If the results of yor ML can be saved (eg. a per-customer score), save the output values for each customer and don't even run the ML realtime at all!

Don't handle retraining the model. Don't bother with high reliability or failover. Don't page anyone if it breaks.

By doing this, you get rid of 80% of the effort required to deploy an ML system, yet still get 80% of the gains. Sure, retraining the model hourly might be optimal, but for most businesses the gains simply don't pay for the complexity and ongoing maintenance.

Insider knowledge says some very big companies deploy the above strategy very successfully...


You only get 80% of the gains if your data distribution is stationary and/or you can construct a non-ML solution with near 80% of the ML one. If a non-ML solution is that close to non-ML then I would just stick with that - the advantages in terms of predictability and ease of maintenance would likely outweigh small performance gains.

A model that can't be continuously trained inevitably rots due to data, interface or environment changes (and the code is typically very difficult to maintain across team members - if the author leaves it's often a ticking time bomb). If you're OK with the model rotting then it wasn't that important to your business to begin with. This is not true for all businesses.


Yeah, there was a multiple dev long effort to build "complete" solution but I did what you described to satisfy impatient stakeholders. Since then the fancy solution is incomplete and mothballed while the simple deployment has been running ever since.

The next value add was consolidating data in a db with web ui so relevant non-devs can view and help add to it + easily integrate different data sources with automatic validation. I wish their was a nice open source thing here you could spin up without much effort. There's middle ground between complex/paid full solution that can scale to huge data sets and integrate with turking etc and emailing csvs or sharing google sheets links around.


Agreed! It seems like there's a lot of power in having "one to beat". As in, let's get some model up before we worry about one that needs daily updates.

Overall, a well written article.

If you're interested in ML Ops, I have a shameless plug to share: on November 19th I host a free online panel, "Rage Against the Machine Learning", with industry experts. [0]

[0]: https://cotacapital.zoom.us/webinar/register/8116020076218/W...

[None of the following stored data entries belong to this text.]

PR #2060, opened 2022-10-28
Swap to OS thread for special cases

### LINKED ISSUE #2051: [Green Threads] Various helper calls do not transition to the OS thread
In particular, those that use PROLOG_WITH_TRANSITION_BLOCK and then just call a native function are in this category such as the Prestub, VSD resolution, and ComPlusCalls.

davidwrighton:
- where we don't use an FCall or standard P/Invoke transition to go to C++ code
- Do so by generalizing the C++ lambda technique used for the FCall transitions and make it available as a macro for these other transitions to use

Fixes #2051

### DIFF
--- a/src/coreclr/vm/comcallablewrapper.cpp
+++ b/src/coreclr/vm/comcallablewrapper.cpp
@@ -395,7 +395,10 @@ bool IsOleAutDispImplRequiredForClass(MethodTable *pClass)
 //--------------------------------------------------------------------------
 extern "C" PCODE ComPreStubWorker(ComPrestubMethodFrame *pPFrame, UINT64 *pErrorReturn)
 {
-    CONTRACT (PCODE)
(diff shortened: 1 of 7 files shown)


src/coreclr/vm/comcallablewrapper.cpp
```diff
@@ -602,8 +604,9 @@ extern "C" PCODE ComPreStubWorker(ComPrestubMethodFrame *pPFrame, UINT64 *pError
 Exit:
 
     END_ENTRYPOINT_VOIDRET;
-
-    RETURN retAddr;
+    RETURN;
+    END_ENSURE_ON_OS_THREAD();
+    return retAddr;
```
markples, line 609: Sorry for the late review - why does only this one have `RETURN` + `return`?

Thanks for the share. Will check it out.

Registered! BTW, awesome panel title.

I'm so glad you like it! Sometimes you're not sure whether people will get from your words the sense that you had in mind :)

There's a great paper from Google about this "Machine Learning: The High Interest Credit Card of Technical Debt" [0] which discusses why you should use a framework to deploy ML models (the authors are involved in developing TFX).

In my experience, spending time explaining results to the business is also a very time consuming element of deploying a model too.

0:https://research.google/pubs/pub43146/


I was expecting this to be more about running inference in production, though the information in the article itself was interesting on its own.

There does seem to be a dearth of writing on the actual topic of deploying models as prediction APIs, however. I work on an open source ML deployment platform ( https://github.com/cortexlabs/cortex ) and the problems we spend the most time on/teams struggle with the most don't seem to be written about very often, at least in depth (e.g. How do you optimize inference costs? When should you use batch vs realtime? How do you integrate retraining, validation, and deployment into a CI/CD pipeline for your ML service?).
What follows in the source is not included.